My job in Kubernetes periodically fails with the following error:
2023-10-13 18:22:32,153 ERROR
org.apache.flink.runtime.entrypoint.ClusterEntrypoint [] - Fatal error
occurred in the cluster entrypoint.
java.util.concurrent.CompletionException:
org.apache.flink.util.FlinkRuntimeException: Could not retrieve JobResults of
globally-terminated jobs from JobResultStore
at
java.util.concurrent.CompletableFuture.encodeThrowable(Unknown Source) ~[?:?]
at
java.util.concurrent.CompletableFuture.completeThrowable(Unknown Source) [?:?]
at
java.util.concurrent.CompletableFuture$AsyncSupply.run(Unknown Source) [?:?]

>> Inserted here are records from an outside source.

PR #86, opened 2018-12-10
Write companion object for keybind management and write new GUI for rebinding keys

Vuksaa:


alchemist/alchemist-swingui/src/main/kotlin/it/unibo/alchemist/input/GenericEvents.kt
```diff
@@ -58,19 +58,19 @@ abstract class AbstractEventDispatcher<T : TriggerAction, E : Event> : EventDisp
 
     protected var triggers: Map<T, (event: E) -> Unit> = emptyMap()
```
DanySK: Do we need protected?

alchemist/alchemist-swingui/src/main/kotlin/it/unibo/alchemist/input/KeyboardEvents.kt
```diff
@@ -17,7 +17,9 @@ import javafx.scene.input.KeyEvent
  */
 enum class ActionOnKey {
     PRESSED,
-    RELEASED
+    RELEASED;
+
+    operator fun plus(key: KeyCode): KeyboardTriggerAction = KeyboardTriggerAction(this, key)
```
DanySK: uhmm... If understand correctly, this combines an `ActionOnKey` and a `KeyCode` to a `TriggerAction`. I'm not sure we want to use `+`, it's not a natural sum. maybe an infix function `with`?

``keyboard.setOnAction(ActionOnKey.PRESSED with it, enqueueMove)``

Or another keyword, I'm open to suggestions, I'ma bit reluctant to overload operators too much.

alchemist/alchemist-swingui/src/main/kotlin/it/unibo/alchemist/input/Keybinds.kt
```diff
@@ -32,7 +32,7 @@ enum class ActionFromKey {
 class Keybinds {
     companion object {
         private val filesystemPath = "${System.getProperty("user.home")}${File.separator}Alchemist${File.separator}"
-        private const val classpathPath = "it/unibo/alchemist/gui/"
+        private val classpathPath = "it${File.pathSeparator}unibo${File.pathSeparator}alchemist${File.pathSeparator}gui${File.pathSeparator}"
```
DanySK: Does it access a file, or does it load from classpath? In the latter case, `/` is to be used. The classpath is always separated by `/`

alchemist/alchemist-swingui/src/main/resources/it/unibo/alchemist/gui/keybinds.json
```diff
@@ -0,0 +1,33 @@
...
+  "ONE_STEP": [
+    "PERIOD"
+  ],
+  "PAN_EAST": [
+    "D"
+  ],
+  "MODIFIER_SHIFT": [
+    "SHIFT"
+  ]
+}
```
DanySK: super nice

alchemist/alchemist-swingui/src/main/kotlin/it/unibo/alchemist/input/Keybinds.kt
```diff
@@ -0,0 +1,76 @@
...
+
+        /**
+         * Retrieve the keys bound to a certain action.
+         */
+        operator fun get(action: ActionFromKey): Set<KeyCode> = config[action] ?: emptySet()
+
+        /**
+         * Associate an action with a set of keys.
+         */
+        operator fun set(action: ActionFromKey, keys: Set<KeyCode>) { config += action to HashSet(keys) }
```
DanySK: Can this get overloaded by:
``operator fun set(action: ActionFromKey, key: KeyCode) { config += action to setOf(keys) }``?

so that we get rid of all the `setOf` calls in the default binding

Moreover, why to we call `HashSet(keys)`? Can't we just pass down the `Set`? It's read only (and covariant) anyway.

alchemist/alchemist-swingui/src/main/kotlin/it/unibo/alchemist/input/GenericEvents.kt
Vuksaa: Protected is not necessary, but I preferred to create the "set" operator to add triggers instead of making the map public since I did not intend the triggers to be removable once added.

alchemist/alchemist-swingui/src/main/kotlin/it/unibo/alchemist/input/KeyboardEvents.kt
Vuksaa: That makes sense, I made the adjustment.

alchemist/alchemist-swingui/src/main/kotlin/it/unibo/alchemist/input/Keybinds.kt
Vuksaa: That version of Keybinds.kt is outdated, in a later commit I fixed this issue.

alchemist/alchemist-swingui/src/main/kotlin/it/unibo/alchemist/input/Keybinds.kt
Vuksaa: That version of Keybinds.kt is outdated, in a later commit I fixed this issue.

alchemist/alchemist-swingui/src/main/kotlin/it/unibo/alchemist/input/GenericEvents.kt
DanySK: Not very clear to me. If it's initialized once and then hidden as an implementation detail, why it's not a `private lateinit`?

DanySK:
@Vuksaa, please pull from my develop and push on your working branch, I updated the build to publish a scan also on pull requests, to help debug them.

alchemist/alchemist-swingui/src/main/kotlin/it/unibo/alchemist/input/GenericEvents.kt
Vuksaa: Now I remember why I made it specifically `protected`. I wanted to allow the inheriting classes to manage the triggers. It's not `lateinit ` for that very reason; this way the triggers can be accessed at any time by the inheriting classes without having to worry whether the map has been initialized or not.

DanySK: OK, then add a documentation comment clearly explaining how subclasses are supposed to inherit it, which is the expected usage.

Thanks

Vuksaa: It is done

DanySK:
OK. Next issue: it does not work on Java 11 and Java 12.
``
Runtime JAR files in the classpath should have the same version. These files were found in the classpath:
    /home/travis/.gradle/caches/modules-2/files-2.1/org.jetbrains.kotlin/kotlin-reflect/1.3.0/6fd129fd9ba8581f2cb9c58bfd431dda4ee0457e/kotlin-reflect-1.3.0.jar (version 1.3)
    /home/travis/.gradle/caches/modules-2/files-2.1/org.jetbrains.kotlin/kotlin-stdlib-jdk8/1.2.60/7d5d50242f2bd1bcb6663044fbc814e0f59255aa/kotlin-stdlib-jdk8-1.2.60.jar (version 1.2)
    /home/travis/.gradle/caches/modules-2/files-2.1/org.jetbrains.kotlin/kotlin-stdlib-jdk7/1.2.60/31f1ea280ab4942ed25f91760d7170c41f78d06f/kotlin-stdlib-jdk7-1.2.60.jar (version 1.2)
    /home/travis/.gradle/caches/modules-2/files-2.1/org.jetbrains.kotlin/kotlin-stdlib/1.3.0/a134b0cfe9bb44f98b0b3e889cda07923eea9428/kotlin-stdlib-1.3.0.jar (version 1.3)
    /home/travis/.gradle/caches/modules-2/files-2.1/org.jetbrains.kotlin/kotlin-stdlib-common/1.3.0/84a2e0288dc17cd64d692eb1e5e0de8cd5ff0846/kotlin-stdlib-common-1.3.0.jar (version 1.3)
w: Some runtime JAR files in the classpath have an incompatible version. Consider removing them from the classpath
``

@Vuksaa are you able to check dependencies in Gradle and understand why this happens? How comfortable are you with Gradle?

Vuksaa:
I believe the issue here is that we are using version 1.3 of kotlin-stdlib but tornadofx 1.7.17 used version 1.2. I updated tornadofx to version 1.7.18 which uses kotlin-stdlib 1.3.
The travis build should still fail on java 11 and 12 though, because tornadofx does not run on java 9 or above yet.

DanySK:
Then unfortunately this cannot get merged until TornadoFX will get to be Java 11 compatible. Moreover, we will probably need separate build procedures (part of them are in place already) to support separate releases for JDK8 and JDK11+.
We need edvin/tornadofx#899 to get addressed. We might - but I'd like to avoid it if possible - fork edvin/tornadofx and release a JDK11 compatible beta version under a different group, and use it to check if our project works as expected.
I asked @edvin for a rough estimate of the release time, let's compare it to ours and choose the strategy to adopt.

edvin:
Maybe you could contribute any changes back to the Java 11 version of TornadoFX and thus help get the ball rolling on the official release?

DanySK:
Of course. Any change in my fork will be contributed upstream.
Cheers

edvin:
Perfect! I'm here if you need anything at all.

DanySK:
We got a problem:
`warning: /home/travis/.gradle/caches/modules-2/files-2.1/org.controlsfx/controlsfx/9.0.0/8e009b653a2a6eb3336016ad314c040e72395914/controlsfx-9.0.0.jar(org/controlsfx/control/PopOver$ArrowLocation.class): major version 53 is newer than 52, the highest major version supported by this compiler.`

We must use an older controlsfx in the Java 8 build, and a newer one in the Java 11 (if necessary, but I guess it will be).

Vuksaa:
There's also another issue.

`MapWormhole#setEnvPosition` has been changed to use `GeoPosition#getLatitude` and `GeoPosition#getLongitude`, but in my fork setEnvPosition accepts a `Position2D<?>` rather than a `GeoPosition` so it obviously doesn't work as of right now.
One possible fix would be to check the parameter with `instanceof` and cast it to a `GeoPosition`, but I understand that the preferred method would be to have the parameter be a `GeoPosition`.

And that brings up a problem I noticed when doing this last merge conflict resolution: the root interfaces [IWormhole2D](https://github.com/AlchemistSimulator/Alchemist/blob/develop/alchemist/alchemist-swingui/src/main/java/it/unibo/alchemist/boundary/wormhole/interfaces/IWormhole2D.java) (main repo) and [BidimensionalWormhole](https://github.com/Vuksaa/Alchemist/blob/develop/alchemist/alchemist-swingui/src/main/java/it/unibo/alchemist/boundary/wormhole/interfaces/BidimensionalWormhole.java) (my repo) are different.
In the main repo, `getViewPoint` and `setEnvPosition` accept a `P` but in my repo they accept a `Position2D<?>`; this is the why we can't change `MapWormhole#setEnvPosition` to accept a `GeoPosition`.

The reason we can't just make `getViewPoint` and `setEnvPosition` accept a `P` in my version is that it would break functions such as [`DrawDot#consumeData`](https://github.com/Vuksaa/Alchemist/blob/8d88de6991acc260b53dffc9108c3e0af650bb57/alchemist/alchemist-swingui/src/main/java/it/unibo/alchemist/boundary/gui/effects/DrawDot.java#L85) because the erasure doesn't allow us to pass a `Position2D<?>` to a `BidimensionalWormhole<?>#getViewPoint`. They would have to be of the same generic type, right?

So I came up with a dirty fix: make `consumeData` parameterized and adjust the code like so:
```
@Override
protected <P extends Position2D<? extends P>> Queue<DrawCommand> consumeData() {
    final double size = getSize();
    return positions.stream().<DrawCommand>map((Position2D<?> position) -> (GraphicsContext graphic, BidimensionalWormhole<?> wormhole) -> {
        final BidimensionalWormhole<P> wh = (BidimensionalWormhole<P>) wormhole;
        final Point viewPoint = wh.getViewPoint((P) position);
        final double startX = viewPoint.getX() - size / 2;
        final double startY = viewPoint.getY() - size / 2;
        graphic.setFill(getColor());
        graphic.fillOval((int) startX, (int) startY, (int) size, (int) size);
    }).collect(Collectors.toCollection(Queues::newConcurrentLinkedQueue));
}
```
But this time we get a warning for unchecked cast. We cannot use `instanceof` here because erasure happens. So we would have to handle the exceptions by wrapping the `DrawCommand`s' functions in try-catch blocks.

Is there a clean way to fix this? I feel like my solution is a cheap trick more than anything. How should we handle this?

DanySK:
As per our conversation, let me know how this progresses.

.gitignore
```diff
@@ -1,19 +1,17 @@
...
+version.info
+prepare_environment.sh
+**/*-gen/
+**/*generated*/
+*.cache-main
+*.cache-tests
+out/
+.DS_Store
+*.kate-swp
+**/*.kotlintest*/*
```
DanySK: @Vuksaa why is this file rewritten?

.travis.yml
```diff
@@ -1,24 +1,80 @@
...
+os:
+ - linux
+ - osx
+dist: xenial
 language: java
-before_install:
-  - sudo apt-get -qq update
-  - sudo apt-get install -y graphviz
+jdk:
+  - openjdk8
```
DanySK: @Vuksaa, kill OpenJDK8. Let's make sure this works correctly on JDK11 and above.

DanySK:
@Vuksaa it's time we merge to the mainline. We need to:
* Drop Java 8 support (do not test for it on the CI)
* Make sure it compiles and runs tests on the CI

DanySK:
Recover the deploy section, in there just change openjdk8 to openjdk11. Build matrix is fine.

DanySK:
There is still a compilation issue, though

at java.util.concurrent.ThreadPoolExecutor.runWorker(Unknown
Source) [?:?]
at java.util.concurrent.ThreadPoolExecutor$Worker.run(Unknown
Source) [?:?]
at java.lang.Thread.run(Unknown Source) [?:?]
Caused by: org.apache.flink.util.FlinkRuntimeException: Could not retrieve
JobResults of globally-terminated jobs from JobResultStore
at
org.apache.flink.runtime.dispatcher.runner.SessionDispatcherLeaderProcess.getDirtyJobResults(SessionDispatcherLeaderProcess.java:196)
~[flink-dist-1.17.1.jar:1.17.1]
at
org.apache.flink.runtime.dispatcher.runner.AbstractDispatcherLeaderProcess.supplyUnsynchronizedIfRunning(AbstractDispatcherLeaderProcess.java:198)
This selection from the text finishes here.